▸ Directions: For every line in the material below that holds "path", report the line.

▸ The records:

PR #156, opened 2020-04-09
Remove TTL and fix tests

kalagarraj:
1. Removed ttl method and replaced with cachable or not
2. used keyv method without 3rd optional ttl argument

### DIFF
--- a/packages/core/src/base/cacheManagerKeyv.ts
+++ b/packages/core/src/base/cacheManagerKeyv.ts
@@ -34,9 +34,9 @@ const addCacheHeaders = (resHeaders, path, key, hash, time): void => {
 };
 
 /**
- * Calculate a reasonable time to live for the response based on the response headers.
+ * Determines the response to be cached or not.
  *
- * @param response The response to calculate the TTL for
+ * @param response The response to determine ability for caching
  *
  * @returns boolean to cache the response or not
  */
@@ -47,14 +47,11 @@ const isCachable = (response: fetch.Response): boolean => {
     .trim()
     .split(/\s*,\s*/);
 
-  if (
+  return !(
     responseControl &&
     (responseControl.includes("private") ||
       responseControl.includes("no-store"))
-  ) {
-    return false;
-  }
-  return true;
+  );
 };
 
 /**
--- a/packages/core/src/base/cacheManagerKeyv.ts
+++ b/packages/core/src/base/cacheManagerKeyv.ts
@@ -40,7 +40,7 @@ const addCacheHeaders = (resHeaders, path, key, hash, time): void => {
  *
  * @returns boolean to cache the response or not
  */
-const isCachable = (response: fetch.Response): boolean => {
+const shouldCache = (response: fetch.Response): boolean => {
   const responseControl = response.headers
     .get("cache-control")
     ?.toLowerCase()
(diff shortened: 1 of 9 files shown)


packages/core/src/base/cacheManagerKeyv.ts
```diff
@@ -38,46 +38,23 @@ const addCacheHeaders = (resHeaders, path, key, hash, time): void => {
...
-      return parseInt(sMaxAgeParts[1]);
-    }
-
-    const maxAgeParts = responseControl
-      .find(value => value.startsWith("max-age"))
-      ?.split(/\s*=\s*/);
-    if (maxAgeParts?.length > 1 && parseInt(maxAgeParts[1]) !== NaN) {
-      return parseInt(maxAgeParts[1]);
-    }
+  if (
```
bredmond-sf, line 50: You can drop the if and just return the expression. Otherwise this is good. It would also be good to note here that make-fetch-happen assumes its caches are private, but we're going to assume shared.

packages/core/src/base/cacheManagerKeyv.ts
```diff
@@ -34,50 +34,24 @@ const addCacheHeaders = (resHeaders, path, key, hash, time): void => {
...
+ * Determines the response to be cached or not.
  *
- * @param response The response to calculate the TTL for
+ * @param response The response to determine ability for caching
  *
- * @returns Time to cache the response in seconds, zero for should not be cached
+ * @returns boolean to cache the response or not
  */
-const getTimeToLiveInSeconds = (response: fetch.Response): number => {
+const isCachable = (response: fetch.Response): boolean => {
```
monkey-jeff, line 43: I don't love the name "isCachable" here

Technically it is always cacheable.  we just shouldn't.  What about calling it "shouldCache" or flipping it to "doNotCache"

packages/core/src/base/cacheManagerKeyv.ts
```diff
@@ -167,6 +141,15 @@ export class CacheManagerKeyv implements ICacheManager {
       this.keyv = new Keyv(options.connection, options.keyvOptions);
       this.keyv.on("error", console.error);
     }
+
+    if (this.keyv?.opts?.ttl) {
```
monkey-jeff, line 145: Nice null safe navigation...but if this conditional fails what is the TTL? Should there be a warning?

packages/core/src/base/cacheManagerKeyv.ts
```diff
@@ -264,9 +247,9 @@ export class CacheManagerKeyv implements ICacheManager {
     const size = response?.headers?.get("content-length");
     const metadataKey = getMetadataKey(req);
     const contentKey = getContentKey(req);
-    const ttlInMilliseconds = getTimeToLiveInSeconds(response) * 1000;
+    const cachable = isCachable(response);
 
-    if (ttlInMilliseconds === 0) {
+    if (!cachable) {
```
monkey-jeff, line 252: [NIT] I don't love early returns. But it is fine

packages/core/src/base/cacheManagerKeyv.ts
kalagarraj: Removed log

packages/core/src/base/cacheManagerKeyv.ts
kalagarraj: Done.

packages/core/src/base/cacheManagerKeyv.ts
kalagarraj: Done

PR #160, opened 2020-04-15
Logger for SDK

unandyala:
Logger object is created using loglevel package and exported. Default level is set to WARN

**Usage:**

```javascript
import { sdkLogger } from "@commerce-apps/core"

sdkLogger.setLevel(sdkLogger.levels.INFO);

sdkLogger.warn("Test warning message");
sdkLogger.info("Test info message");
```


unandyala:
> @unandyala can we update the readme with how a user of the SDK may manipulate the logging level too please?

Yes. I am adding the env variable to set the log level. Once I have that, I will document both options

monkey-jeff:
> > @unandyala can we update the readme with how a user of the SDK may manipulate the logging level too please?
> 
> Yes. I am adding the env variable to set the log level. Once I have that, I will document both options

Why are we exposing this as an env variable? I am not sure that that is a good idea.

With what you already have the way anyone can set the logging level is already

```
loglevel.getLogger("COMMERCE_SDK_LOGGER").setLevel("debug")
```
(Perhaps export the logger name as a constant though)

I think that this is an area were developer clarity is paramount and magic env variables often aren't clear.  I would say that if you want to set your log level by env variable most likely they want to do so holistically and not piecemeal.  

I am not hugely opposed to setting the logger with an environmental variable, but I want to make sure what we do doesn't obfuscate logic for the end-user making it more difficult to go from proof of concept to production quality.

One of my pet peeves is when tools are made to make PoC really really easy but then it clunky or non-obvious how to productionalize that code.

unandyala:
Reasoning is user can set the log level without having to touch the code if it is an env variable - change the log level without having to rebuild the code.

▸ Written reply:
@@ -34,9 +34,9 @@ const addCacheHeaders = (resHeaders, path, key, hash, time): void => {
@@ -40,7 +40,7 @@ const addCacheHeaders = (resHeaders, path, key, hash, time): void => {
@@ -38,46 +38,23 @@ const addCacheHeaders = (resHeaders, path, key, hash, time): void => {
@@ -34,50 +34,24 @@ const addCacheHeaders = (resHeaders, path, key, hash, time): void => {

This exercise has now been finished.